On October 13, 2023 11:54:46 AM PDT, Linus Torvalds <[email protected]> wrote:
>On Fri, 13 Oct 2023 at 05:18, Ramon de C Valle <[email protected]> wrote:
>>
>> Both C and repr(C) Rust structs have this encoding, but I understand
>> the problems with doing this in C since it doesn't have
>> repr(transparent) structs so there would be a lot of casting back and
>> forth. Maybe there is an alternative or this could be done for less
>> used function pairs?
>
>We actually have some C variations of what I think people want to use
>"repr(transparent) struct" for in Rust.
>
>Of course, that is depending on what kind of context you want to use
>it for, and I might have lost some background. But I'm assuming you're
>talking about the situation where you want to treat two or more types
>as being "compatible" within certain contexts.
>
>There's the actual standard C "_Generic()" alternative, which allows
>you to make macros etc that use different types transparently.
>
>It's not very widely used in the kernel, because we only fairly
>recently moved to require recent enough compiler versions, but we do
>use it now in a couple of places.
>
>And there's the much more traditional gcc extension in the form of the
>__attribute__((__transparent_union__)) thing. In the kernel, that one
>is even less used, and that one use is likely going away since the
>need for it is going away.
>
>But while it's not standard C, it's actually been supported by
>relevant compilers for much longer than "_Generic" has, and is
>designed exactly for the "I have a function that can take arguments of
>different types", either because the types are bitwise identical (even
>if _conceptually_ not the same), or simply because you have a
>different argument that describes the type (the traditional C union
>model).
>
>I suspect, for example, that we *should* have used those transparent
>unions for the "this function can take either a folio or a page" case,
>instead of duplicating functions for the two uses.
>
>But probably because few people aren familiar with the syntax, that's
>not what happened.
>
> Linus

Transparent unions have been standard C since C99.

2023-10-13 19:23:24

by Linus Torvalds

[permalink] [raw]
Subject: Re: [PATCH v10 25/27] x86: enable initial Rust support

On Fri, 13 Oct 2023 at 12:01, H. Peter Anvin <[email protected]> wrote:
>
> Transparent unions have been standard C since C99.
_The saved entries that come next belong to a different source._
PR #2111, opened 2026-08-18
fix(operator): reject a null server block instead of crashing at startup

### LINKED ISSUE #2100: fix(operator): reject a null `server:` block instead of crashing at startup
## Motivation

An operator config with an explicitly null `server:` block (`server:` with no body) crashes the operator process at startup with a nil pointer dereference, instead of failing with a configuration error.

`xcfg` decoding leaves a pointer field nil when the YAML gives its key an explicitly null value. [common/go/operator/operator.go#L76](https://github.com/yanet-platform/yanet2/blob/e83254986f45593a13a2ed2a7fc05b6518487f93/common/go/operator/operator.go#L76) reads `opts.GRPCServer.Config.Endpoint.Unwrap()` unconditionally once `opts.GRPCServer != nil`, but nothing validates that `GRPCServer.Config` (in turn `GRPCServer.Config.Server`) is non-nil before that point. No `Validate()` on the operator config types checks `Server` for nil — see [operators/decap/internal/operator/cfg.go#L37-L60](https://github.com/yanet-platform/yanet2/blob/025b68657ced0c4a9a657f29c58fb551354322dd/operators/decap/internal/operator/cfg.go#L37-L60) and its siblings in `operators/{pipeline,route,forward}`.

Reproduced by a reviewer with a probe, not inferred.

## Scope

Applies to every operator built on `common/go/operator` (`decap`, `pipeline`, `route`, `forward`), all of which share the same config-validation gap.

## Constraints

The in-flight fix for #1947 deliberately excludes pointer positions from its new null-block rejection, to leave `yncp.Config.Validate()`'s own gateway message intact. This gap is therefore knowingly left open by that change and wants its own decision here — either a nil check in each operator config's `Validate()`, or extending #1947's null-block rejection to pointer positions.

## Acceptance

- [ ] A null `server:` block (or equivalent nil `GRPCServer.Config`) is rejected as a configuration error at startup, on all four operators, not a panic.
- [ ] Decide and document whether the fix lives in per-operator `Validate()` or in `xcfg`'s null-block rejection.

Source: surfaced by review of the #1947 fix, 2026-08-17 (reviewer probe, reproduced on `main`, not introduced by that change).

3Hren:
An operator configuration that cleared the `server:` block, written either as a bare `server:` key or as an explicit `server: null`, decoded into a nil pointer and wiped the default endpoint. The operator then died at startup on a nil dereference while reading that endpoint, rather than reporting a configuration error. All four operators built on `common/go/operator` shared the gap.

- Make the `server:` block a plain value instead of a pointer in `decap`, `pipeline`, `route` and `forward`. Nil stops being representable, so the dereference in `NewOperator` is unreachable, and a cleared block is caught by the null-block check the loader already runs — reported with the key and the line it sits on, no new validation code.
- Take the gRPC server configuration by value through `WithGRPCServer` and `NewGRPCServer` for the same reason: an operator that runs without a server says so by omitting the option, never by passing an empty one. `*GRPCServerConfig` no longer appears anywhere, so the guarantee lives in the type rather than in a rule callers must remember.
- Drop the write-only `cfg` field from `GRPCServer`, dead since it was added.

No tests are added: the rejection is `xcfg`'s, covered by its own tests, and the field's shape is now enforced by the compiler.

Rejected alternatives, both measured rather than argued: a nil check in each operator's `Validate()` leaves the dereference reachable for the next operator that forgets it, and `xcfg.Optional` seeds `new(T)` plus `Default()` on decode, so for a type without a `Default()` a partial `server:` block would silently discard the operator's defaults.

`WithGRPCServer` changing shape is a breaking change for any out-of-tree caller, which the `neighbours` operator in the private repo may be. It breaks at compile time, which is the right failure mode, but an adapter that passes `*cfg.Server` while keeping a pointer field would move the same nil dereference to its own call site.

`controlplane/yncp` keeps the pointer-plus-nil-check shape for its `gateway:` block; aligning it is filed as #2113.

Closes #2100.

### DIFF
--- a/common/go/operator/options.go
+++ b/common/go/operator/options.go
@@ -10,7 +10,7 @@ import (
 )
 
 type grpcServerOption struct {
-	Config   *GRPCServerConfig
+	Config   GRPCServerConfig
 	Services []ServiceRegistrar
 }
 
@@ -86,7 +86,7 @@ func WithGateways(register RegisterConfig, gateways ...GatewayConfig) Option {
 // metrics or operator APIs without director registration.
 //
 // When this option is not supplied, the operator does not bind a listener.
-func WithGRPCServer(cfg *GRPCServerConfig, services ...ServiceRegistrar) Option {
+func WithGRPCServer(cfg GRPCServerConfig, services ...ServiceRegistrar) Option {
 	return func(o *options) {
 		o.GRPCServer = &grpcServerOption{
 			Config:   cfg,
--- a/common/go/operator/server.go
+++ b/common/go/operator/server.go
@@ -32,7 +32,6 @@ func WithGRPCLog(log *zap.Logger) GRPCServerOption {
 
 // GRPCServer wraps a grpc.Server with the operator's service set.
 type GRPCServer struct {
-	cfg    *GRPCServerConfig
 	server *grpc.Server
 	log    *zap.Logger
 }
@@ -41,7 +40,7 @@ type GRPCServer struct {
 // registrars applied to a fresh grpc.Server and returns registered
 // service names.
 func NewGRPCServer(
-	cfg *GRPCServerConfig,
+	cfg GRPCServerConfig,
 	services []ServiceRegistrar,
 	options ...GRPCServerOption,
 ) (*GRPCServer, []string) {
@@ -57,7 +56,6 @@ func NewGRPCServer(
 	}
 
 	return &GRPCServer{
-		cfg:    cfg,
 		server: server,
 		log:    opts.Log,
 	}, serviceNames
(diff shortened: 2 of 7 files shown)


3Hren:
@codex review

3Hren:
Force-pushed a rewrite. The first attempt added a nil check for a pointer that should never have been one: it left the dereference in `NewOperator` reachable and grew an exported `ValidateNotNil` to guard a state the type could simply not have. The block is a value now, nil is unrepresentable, and the cleared-block error comes from the loader's existing null-block check.

@codex review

Ahh, I didn't realize they made it into the standard.

In gcc, they've been usable for a lot longer (ie --std=gnu89 certainly
is happy with them), but the kernel never really picked up on them.

I think they've mainly been used by glibc for a couple of functions
that can take a couple of different types without complaining.

Linus

2023-10-14 20:40:13

by comex

[permalink] [raw]
Subject: Re: [PATCH v10 25/27] x86: enable initial Rust support



> On Oct 13, 2023, at 12:00 PM, H. Peter Anvin <[email protected]> wrote:
>
> Transparent unions have been standard C since C99.

I don’t think that’s right. Certainly __attribute__((transparent_union)) is not standard C; are you referring to a different feature?

2023-10-14 20:53:32

by H. Peter Anvin

[permalink] [raw]
Subject: Re: [PATCH v10 25/27] x86: enable initial Rust support

On October 14, 2023 1:25:12 PM PDT, comex <[email protected]> wrote:
>
>
>> On Oct 13, 2023, at 12:00 PM, H. Peter Anvin <[email protected]> wrote:
>>
>> Transparent unions have been standard C since C99.
>
>I don’t think that’s right. Certainly __attribute__((transparent_union)) is not standard C; are you referring to a different feature?
>

My mistake... I was thinking about anonymous unions.